On a practical level, I can tell you that I would not be happy with my children if they told me only the palatable part of the truth, the part I'd be content with, while they withheld the rest from me. If I ask for the reason or cause and you give me the proximate, but not the ultimate reason -- is that legitimately truth-telling?


----------



## Steve Curtis (Apr 21, 2010)

I hope that I did not hijack the other thread with my recent post on this! If so, please (moderators) delete it. I reproduce it here:

Just an interesting note from Matthew Henry (whom I have been reading in a devotional study of Exodus): he draws a similar conclusion regarding the midwives:

"I see no reason we have to doubt the truth of this; it is plain that the Hebrews were now under an extraordinary blessing of increase, which may well be supposed to have this effect, that the women had very quick and easy labour, and, the mothers and children being both lively, they seldom needed the help of midwives: this these midwives took notice of, and, concluding it to the finger of God, were thereby emboldened to disobey the king, in favour of those whom Heaven thus favoured, and with this justified themselves before Pharaoh, when he called them to an account for it. Some of the ancient Jews expound it thus, Ere the midwife comes to them they pray to their Father in heaven, and he answereth them, and they do bring forth. Note, God is a readier help to his people in distress than any other helpers are, and often anticipates them with the blessings of his goodness; such deliverances lay them under peculiarly strong obligations."

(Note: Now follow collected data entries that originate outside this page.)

PR #521, opened 2024-02-14
Support application/jwt in userinfo endpoint

### LINKED ISSUE #517: Authentication backend get_userinfo incorrectly assumes the endpoint responds with application/json
https://github.com/mozilla/mozilla-django-oidc/blob/bf0d1439da144daa061128a5c857af162b904cc7/mozilla_django_oidc/auth.py#L282

This line tries to decode the response content as JSON, which is one of the ways this endpoint may be implemented. The other way is that it responds with a JWT, having a `Content-Type` header of `application/jwt;charset=utf-8` and that fails to decode as JSON, as the JWT itself needs to be processed.

Environment details:

* OS: Arch Linux
* Python: 3.10
* Django: 3.2 LTS
* mozilla-django-oidc: 3.0.0

How to reproduce:

* Use an `OIDC_OP_USER_ENDPOINT` that responds with a JWT
* Authenticate using OIDC
* Observe `JSONDecodeError` crash

sergei-maertens:
Closes #517

This is an initial draft to spark discussion about implementation details.

Changes:

* Refactored the JWS verification into a generic helper - the goal is that the middleware methods are backwards compatible
* Added (partial) handling for `application/jwt` processing in the userinfo endpoint

Topics to discuss:

* test failures due to missing Content-Type header -> can we use a utility like vcr.py to record real requests instead of using unittest.mock / request mocking approaches? My experience is that those tools are very fragile
* I have a keycloak setup that can be added to the docker-compose which is configured for application/jwt - this is a powerful test setup with vcr.py from the above bullet
* How do we handle keys that are not loaded from a JWKS endpoint? I think a new setting would be relevant, but is that even a case you want to support and/or is used in real deployments? Looking at the code again, I'm not sure that HMAC 256 is even configurable?
* I've used type annotations because they help me write better code - some maintainers have strong opinions about these, just let me know your position about this and I'll adapt.
* Is this the right direction? It works like a breeze for us in our downstream library, but I'm open to feedback of course
* How do you feel about block-listing algorithm `none`?
* I looked into re-using `parse_www_authenticate_header` for the content type header processing, but it kinda borks on a value like `application/json; charset=utf-8`, so instead I use the (private) utility from the `requests` library which can be controversial. I don't trust myself enough to correctly and safely parse HTTP headers :grimacing:

### DIFF
--- a/mozilla_django_oidc/_jose.py
+++ b/mozilla_django_oidc/_jose.py
@@ -1,0 +1,79 @@
+"""
+Helpers for dealing with Javascript Object Signing and Encryption (JOSE) in an OpenID
+Connect context.
+"""
+import json
+from typing import Dict, Any, TypeAlias, Union
+
+from django.core.exceptions import SuspiciousOperation
+from django.utils.encoding import smart_bytes
+
+from josepy.jwk import JWK
+from josepy.jws import JWS
+
+# values could be narrowed down to relevant JSON types.
+Payload: TypeAlias = Dict[str, Any]
+
+
+def verify_jws_and_decode(
+    token: bytes,
+    key,
+    signing_algorithm: str = "",
+    decode_json: bool = False,  # for backwards compatibility reasons
+) -> Union[Payload, bytes]:
+    """
+    Cryptographically verify the passed in token and return the decoded payload.
+
+    Verification is done with utilities from the josepy library.
+
+    :arg token: the raw binary content of the JWT/token.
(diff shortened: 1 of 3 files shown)


ikarius:
Seems legit for the handling of the `application/jwt' content-type. 
We stumbled on this issue where JWT content was in binary/byte array form, and the `userinfo` response was unable to be decoded (because not in standard JSON).

sergei-maertens:
Fantastic news! 🎉

PR #526, opened 2024-02-29
Add support for Django 5.0

akatsoulas:


tonial (approved):

willkg (approved):
This probably looks fine.

We might want to think about switching from CircleCI to GitHub actions like most of our other projects. And I wonder if there's a better way to specify all the jobs that isn't so typing-intensive.

mmc1718:
Is this ready to be merged? I would like to use this package for an application using the latest version of Django. Without this PR merged would I have to downgrade the version of Django I am using? Thanks!

janbrasna:
I can look into moving the CI to GitHub Actions (and upgrading the versions along the way) if there's interest — in case any maintainer who would be able to review then (Tasos?) is around, just let me know and I'll start digging into it.

_(Esp. if there's a major version release planned, I'd chime in and drop EOL versions in text matrix, and add some newer ones while at it…)_

@mmc1718 You don't have to downgrade, we're running it on the latest 5.2.x versions successfully — it's just the visibility here into potential change impact is not added for newer Django releases.

PR #140, opened 2021-02-04
better error messages on failed Ghidra execution

Enkelmann:
Better error messages if the execution of Ghidra fails. Also prevents printing a stack backtrace in this case because it is irrelevant.


mellowCS (approved):
LGTM!

PR #145, opened 2021-02-10
Ghidra pipe

mellowCS:
This PR enables running Ghidra in a separate thread while keeping its output in memory by piping its output via a FIFO  to Rust for further processing.


caller/src/main.rs
```diff
@@ -241,51 +243,80 @@ fn get_project_from_ghidra(file_path: &Path, binary: &[u8], quiet_flag: bool) ->
...
+            Ok(_) => contents,
+            Err(err) => panic!("Failed to read contents from fifo pipe {}", err),
+        }
+    } else {
+        panic!("Could not open fifo pipe after contents have been written by Ghidra.");
+    };
+
     let mut project_pcode: cwe_checker_rs::pcode::Project =
-        serde_json::from_reader(std::io::BufReader::new(file)).unwrap();
+        serde_json::from_str(json_string.as_str()).unwrap();
```
Enkelmann, line 319: Did the `serde_json::from_reader` not work with the pipe as input?

caller/src/main.rs
```diff
@@ -301,7 +332,10 @@ fn get_project_from_ghidra(file_path: &Path, binary: &[u8], quiet_flag: bool) ->
             project
         }
     };
-    // delete the temporary file again.
-    std::fs::remove_file(output_path).unwrap();
```
Enkelmann, line 305: We should also remove the pipe if we don't need it anymore.

Enkelmann (changes requested):
The PR already leads to a significant speed up of the acceptance test suite, so it is definitely worth it! :-)

Enkelmann (approved):
Looks good. I will do an additional stress test before merging, just to be sure.

Enkelmann:
The stress test showed that I missed a debug print during my review. ;-) Other than that it worked without any problems. I had to disable the CWE 78 check for standard runs though, because the check used up huge amounts of RAM and CPU time on some binaries. We should investigate that.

Incidentally, he suggests that the women were, in fact, Egyptian, not Hebrew:

"They are called Hebrew midwives, probably not because they were themselves Hebrews (for surely Pharaoh could never expect they should be so barbarous to those of their own nation), but because they were generally made use of by the Hebrews; and, being Egyptians, he hoped to prevail with them."


----------



## jfschultz (Apr 21, 2010)

This is one reason we have the KJV. The king did not like the Geneva Bible note on this, "Their disobedience in this was lawful, but their deception is evil."


----------



## Jack K (Apr 21, 2010)

I take the plain meaning of the text to suggest the midwifes did deceive Pharaoh, and that this deception may have helped preserve the lives of the baby boys in addition to keeping the midwives out of trouble (which also let them continue in their life-preserving posts). They are commended for fearing God. Their concern for life is certainly a big part of that. But as the line "so God dealt well with the midwives..." comes right after the account of their deception of Pharaoh, I have a hard time dismissing the idea that God may have commended them for the totality of their actions, which included the deception.

This does not mean deception was necessarily the only way or the best way for them to deal with Pharaoh. But life-threatening evil, especially when aimed against God's people, is not always owed the truth.


----------



## chbrooking (Apr 21, 2010)

There is some textual justification for your position, Josh. The text associates the refusal to kill the babies directly with the fear of the Lord. And the approbation they receive is also linked directly to the fear of the Lord. The lie intervenes and is not quite so tightly associated. 

I, on the other hand, don't agree with your interpretation. Misinformation (lying) is not always wrong. If I fake left and go right in basketball, I'm deceiving you, but I don't believe I've violated the 9th commandment in doing so. More to the point, misinformation is an important part of warfare -- it was even utilized by God himself (Gideon's torches and trumpets). In both of these instances, the opponent or enemy is not owed the truth. 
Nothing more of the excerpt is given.